Cyrus Smith e Harbert avevano subito chiamato Gedeon Spilett, Pencroff e Nab nel salone di GraniteHouse e li avevano informati di quanto accadeva. Pencroff, afferrando il cannocchiale, percorse rapidamente l’orizzonte, e fermandosi sul punto, che aveva prodotto l’impercettibile macchia sulla negativa fotografica:

«Per mille diavoli! È proprio una nave!» disse con voce che non esprimeva una eccessiva soddisfazione.

«Viene verso di noi?» domandò Gedeon Spilett.

«Non è ancora possibile precisar nulla,» rispose Pencroff «perché solo la sua alberatura è visibile sull’orizzonte e non si scorge nessuna parte dello scafo.»

«Che cosa bisogna fare?» domandò il ragazzo.

«Aspettare» rispose Cyrus Smith.

E per non breve spazio, di tempo i coloni rimasero silenziosi, in preda a tutti i pensieri, a tutte le emozioni, a tutti i timori, a tutte le speranze, che poteva far nascere in loro quell’avvenimento, il più grave che fosse accaduto dal loro arrivo all’isola di Lincoln.

I coloni, certo, non erano nella situazione di naufraghi abbandonati su di uno sterile isolotto, che disputano la loro miserabile esistenza a una natura maligna e sono incessantemente divorati dal bisogno di rivedere le terre abitate. Pencroff e Nab soprattutto, che si sentivano felici e ricchi a un tempo, non avrebbero lasciato l’isola senza rammarico. Del resto, erano fatti apposta per quella vita nuova, in quella terra che la loro intelligenza aveva, per così dire, incivilito!

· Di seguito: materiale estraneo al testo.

PR #7526, opened 2025-07-22
optimize: performance optimization

liov:
- [x] Do only one thing
- [x] Tested

This PR is for: https://github.com/go-gorm/gorm/pull/7492, doesn't completely solve the problem,, and only optimizes the performance for FieldByName to avoid every for loop

The implementation of https://github.com/go-gorm/gorm/pull/7492 does not completely solve the problem and introduces performance issues

The following is a reprinted comment
```go
type Age struct {
	Age int
}

func TestGORM(t *testing.T) {
	man := Man{Id: 1, Name: "Man1", Age: 1}
	DB.Create(&man)

	// update data
	idx := Man{Id: 1}

	change1 := Man{
		Age: 10,
	}
	change2 := map[string]interface{}{
		"age": 10,
	}
	change3 := struct {
		Age
	}{Age{Age: 10}}

	_, _, _ = change1, change2, change3
	var err error

	// change1 -> yes
	err = idx.update(change1)
	if err != nil {
		return
	}

	// change2 -> yes
	err = idx.update(change2)
	if err != nil {
		return
	}

	// change3 -> yes
	err = idx.update(change3)
	if err != nil {
		return
	}
}
```
After a lot of testing and consideration, I still don't think this PR should be merged.

Firstly, FieldByName performs poorly with large structs, which makes caching fields ineffective and unnecessary.

Secondly, field.ValueOf only addresses one case — the default implementation remains problematic. Additionally, field.ReflectValueOf hasn't been modified at all.
```go
	switch {
	case len(field.StructField.Index) == 1 && fieldIndex >= 0:
		field.ValueOf = func(ctx context.Context, value reflect.Value) (interface{}, bool) {
			fieldValue := reflect.Indirect(value).FieldByName(field.Name)
			return fieldValue.Interface(), fieldValue.IsZero()
		}
	default:
			v = reflect.Indirect(v)
			for _, fieldIdx := range field.StructField.Index {
				if fieldIdx >= 0 {
					v = v.Field(fieldIdx)
...
}
```
And filed. FindByName does not solve problems similar to the following
```go
type Age struct {
	Age int
}
db.Updates(struct {
		Age
	}{Age{Age: 30}})
```

### DIFF
--- a/schema/field.go
+++ b/schema/field.go
@@ -448,7 +448,7 @@ func (schema *Schema) ParseField(fieldStruct reflect.StructField) *Field {
 }
 
 // create valuer, setter when parse struct
-func (field *Field) setupValuerAndSetter() {
+func (field *Field) setupValuerAndSetter(modelType reflect.Type) {
 	// Setup NewValuePool
 	field.setupNewValuePool()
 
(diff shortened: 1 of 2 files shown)


jinzhu:
Maybe we should introduce another field `DestSchema`, and use DestSchema specifically to set field values.

PR #7529, opened 2025-07-22
feat: Provide detailed error messages for field.Set failures

iseki0:
- [x] Do only one thing
- [x] Tested

Provide a detailed error message during Create/Save/Update...

### User Case Description
Currently the error message too simple to diagnostic what's happened.

It's relative to #7510. I don't think the code is good. But to achieve the goal, we have to change our minds on error handling.
My opinion is create a customized error type, even it's internal. But looks like you don't like it? (Of course I understand it's difficult to make decision about make the error type public or not)


jinzhu:
Hi @iseki0 

I means we can rewrite more details error in each `Set` func like this one https://github.com/go-gorm/gorm/blob/d3b49c3d235b670ba7fb2d5558dfa48033f7b9d8/schema/field.go#L852

PR #7569, opened 2025-08-27
fix: Updates change from T to interface{}

smalls0098:
fix Updates() to use map

https://gorm.io/zh_CN/docs/update.html

// Update attributes with `map`
err := gorm.G[User](db).Where("id = ?", 111).Updates(ctx, map[string]interface{}{"name": "hello", "age": 18, "active": false})
// UPDATE users SET name='hello', age=18, active=false, updated_at='2013-11-17 21:34:10' WHERE id=111;


dungmv:
what happen with "Update attributes with map"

Ma, insomma, quella nave era, in ogni caso, apportatrice di notizie del continente; era, forse, un lembo di patria che veniva loro incontro! Essa portava degli esseri simili a loro, e si comprende che i loro cuori avessero vivamente trasalito alla sua vista.

Di tanto in tanto Pencroff riprendeva il cannocchiale e si metteva alla finestra. Di là, esaminava con estrema attenzione il bastimento, che era a una distanza di venti miglia a est. I coloni non avevano, dunque, ancora alcun mezzo per segnalare la loro presenza. Una bandiera non sarebbe stata scorta; una detonazione non sarebbe stata udita; un fuoco non sarebbe stato visto.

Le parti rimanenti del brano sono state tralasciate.